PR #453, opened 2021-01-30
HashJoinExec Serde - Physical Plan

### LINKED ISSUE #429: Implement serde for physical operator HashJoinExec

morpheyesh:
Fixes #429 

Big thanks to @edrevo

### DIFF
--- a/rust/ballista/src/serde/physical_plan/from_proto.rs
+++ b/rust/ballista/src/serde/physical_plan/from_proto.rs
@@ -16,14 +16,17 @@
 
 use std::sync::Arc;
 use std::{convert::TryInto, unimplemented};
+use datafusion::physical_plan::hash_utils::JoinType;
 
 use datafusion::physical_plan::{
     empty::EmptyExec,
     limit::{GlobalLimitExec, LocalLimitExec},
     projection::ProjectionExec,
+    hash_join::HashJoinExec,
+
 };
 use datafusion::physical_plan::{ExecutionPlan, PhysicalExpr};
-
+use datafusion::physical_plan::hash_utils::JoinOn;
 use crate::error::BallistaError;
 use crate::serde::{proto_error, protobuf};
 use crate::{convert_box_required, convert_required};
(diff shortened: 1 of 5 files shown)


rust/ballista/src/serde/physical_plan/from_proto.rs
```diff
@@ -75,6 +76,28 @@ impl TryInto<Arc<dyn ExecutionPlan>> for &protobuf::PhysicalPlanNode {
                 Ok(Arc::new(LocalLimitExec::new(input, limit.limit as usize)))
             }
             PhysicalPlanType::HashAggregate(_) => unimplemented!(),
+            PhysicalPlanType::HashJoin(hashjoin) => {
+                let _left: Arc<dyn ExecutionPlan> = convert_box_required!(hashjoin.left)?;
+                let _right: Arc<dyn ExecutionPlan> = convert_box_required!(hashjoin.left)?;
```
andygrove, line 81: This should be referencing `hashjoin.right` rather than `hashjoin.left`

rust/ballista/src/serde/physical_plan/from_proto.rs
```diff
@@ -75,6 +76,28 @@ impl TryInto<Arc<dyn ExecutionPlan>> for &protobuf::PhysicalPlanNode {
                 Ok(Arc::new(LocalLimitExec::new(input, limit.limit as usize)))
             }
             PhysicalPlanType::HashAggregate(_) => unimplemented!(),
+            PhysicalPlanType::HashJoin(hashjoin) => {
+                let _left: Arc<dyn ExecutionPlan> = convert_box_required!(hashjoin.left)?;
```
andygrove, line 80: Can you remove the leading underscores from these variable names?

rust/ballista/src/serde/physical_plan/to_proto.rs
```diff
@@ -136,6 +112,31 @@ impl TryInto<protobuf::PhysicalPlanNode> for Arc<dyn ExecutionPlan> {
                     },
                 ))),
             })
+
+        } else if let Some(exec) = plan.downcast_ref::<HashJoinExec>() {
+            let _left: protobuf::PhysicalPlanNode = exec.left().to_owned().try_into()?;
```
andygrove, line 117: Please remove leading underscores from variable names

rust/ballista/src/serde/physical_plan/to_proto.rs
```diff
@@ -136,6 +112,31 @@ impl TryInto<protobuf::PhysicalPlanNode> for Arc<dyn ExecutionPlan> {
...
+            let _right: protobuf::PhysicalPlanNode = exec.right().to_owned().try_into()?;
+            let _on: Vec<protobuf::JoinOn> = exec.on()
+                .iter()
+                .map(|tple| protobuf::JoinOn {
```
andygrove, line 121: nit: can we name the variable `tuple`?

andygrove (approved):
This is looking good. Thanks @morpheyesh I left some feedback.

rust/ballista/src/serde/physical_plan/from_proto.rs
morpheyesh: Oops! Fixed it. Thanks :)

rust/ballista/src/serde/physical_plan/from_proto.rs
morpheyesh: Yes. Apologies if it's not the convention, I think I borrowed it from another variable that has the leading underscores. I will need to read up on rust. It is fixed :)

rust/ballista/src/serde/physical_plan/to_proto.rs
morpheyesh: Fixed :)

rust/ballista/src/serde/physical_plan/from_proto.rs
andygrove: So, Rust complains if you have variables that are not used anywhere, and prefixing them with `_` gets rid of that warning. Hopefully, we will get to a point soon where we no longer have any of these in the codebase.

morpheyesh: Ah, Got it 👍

───

**TASK INSTRUCTIONS**
Nothing in the entries should be skipped. Output them all exactly.

**PROBLEM SOLUTION**
PR #453, opened 2021-01-30
HashJoinExec Serde - Physical Plan

### LINKED ISSUE #429: Implement serde for physical operator HashJoinExec

morpheyesh:
Fixes #429 

Big thanks to @edrevo

### DIFF
--- a/rust/ballista/src/serde/physical_plan/from_proto.rs
+++ b/rust/ballista/src/serde/physical_plan/from_proto.rs
@@ -16,14 +16,17 @@
 
 use std::sync::Arc;
 use std::{convert::TryInto, unimplemented};
+use datafusion::physical_plan::hash_utils::JoinType;
 
 use datafusion::physical_plan::{
     empty::EmptyExec,
     limit::{GlobalLimitExec, LocalLimitExec},
     projection::ProjectionExec,
+    hash_join::HashJoinExec,
+
 };
 use datafusion::physical_plan::{ExecutionPlan, PhysicalExpr};
-
+use datafusion::physical_plan::hash_utils::JoinOn;
 use crate::error::BallistaError;
 use crate::serde::{proto_error, protobuf};
 use crate::{convert_box_required, convert_required};
(diff shortened: 1 of 5 files shown)


rust/ballista/src/serde/physical_plan/from_proto.rs
```diff
@@ -75,6 +76,28 @@ impl TryInto<Arc<dyn ExecutionPlan>> for &protobuf::PhysicalPlanNode {
                 Ok(Arc::new(LocalLimitExec::new(input, limit.limit as usize)))
             }
             PhysicalPlanType::HashAggregate(_) => unimplemented!(),
+            PhysicalPlanType::HashJoin(hashjoin) => {
+                let _left: Arc<dyn ExecutionPlan> = convert_box_required!(hashjoin.left)?;
+                let _right: Arc<dyn ExecutionPlan> = convert_box_required!(hashjoin.left)?;
```
andygrove, line 81: This should be referencing `hashjoin.right` rather than `hashjoin.left`

rust/ballista/src/serde/physical_plan/from_proto.rs
```diff
@@ -75,6 +76,28 @@ impl TryInto<Arc<dyn ExecutionPlan>> for &protobuf::PhysicalPlanNode {
                 Ok(Arc::new(LocalLimitExec::new(input, limit.limit as usize)))
             }
             PhysicalPlanType::HashAggregate(_) => unimplemented!(),
+            PhysicalPlanType::HashJoin(hashjoin) => {
+                let _left: Arc<dyn ExecutionPlan> = convert_box_required!(hashjoin.left)?;
```
andygrove, line 80: Can you remove the leading underscores from these variable names?

rust/ballista/src/serde/physical_plan/to_proto.rs
```diff
@@ -136,6 +112,31 @@ impl TryInto<protobuf::PhysicalPlanNode> for Arc<dyn ExecutionPlan> {
                     },
                 ))),
             })
+
+        } else if let Some(exec) = plan.downcast_ref::<HashJoinExec>() {
+            let _left: protobuf::PhysicalPlanNode = exec.left().to_owned().try_into()?;
```
andygrove, line 117: Please remove leading underscores from variable names

rust/ballista/src/serde/physical_plan/to_proto.rs
```diff
@@ -136,6 +112,31 @@ impl TryInto<protobuf::PhysicalPlanNode> for Arc<dyn ExecutionPlan> {
...
+            let _right: protobuf::PhysicalPlanNode = exec.right().to_owned().try_into()?;
+            let _on: Vec<protobuf::JoinOn> = exec.on()
+                .iter()
+                .map(|tple| protobuf::JoinOn {
```
andygrove, line 121: nit: can we name the variable `tuple`?

andygrove (approved):
This is looking good. Thanks @morpheyesh I left some feedback.

rust/ballista/src/serde/physical_plan/from_proto.rs
morpheyesh: Oops! Fixed it. Thanks :)

rust/ballista/src/serde/physical_plan/from_proto.rs
morpheyesh: Yes. Apologies if it's not the convention, I think I borrowed it from another variable that has the leading underscores. I will need to read up on rust. It is fixed :)

rust/ballista/src/serde/physical_plan/to_proto.rs
morpheyesh: Fixed :)

rust/ballista/src/serde/physical_plan/from_proto.rs
andygrove: So, Rust complains if you have variables that are not used anywhere, and prefixing them with `_` gets rid of that warning. Hopefully, we will get to a point soon where we no longer have any of these in the codebase.

morpheyesh: Ah, Got it 👍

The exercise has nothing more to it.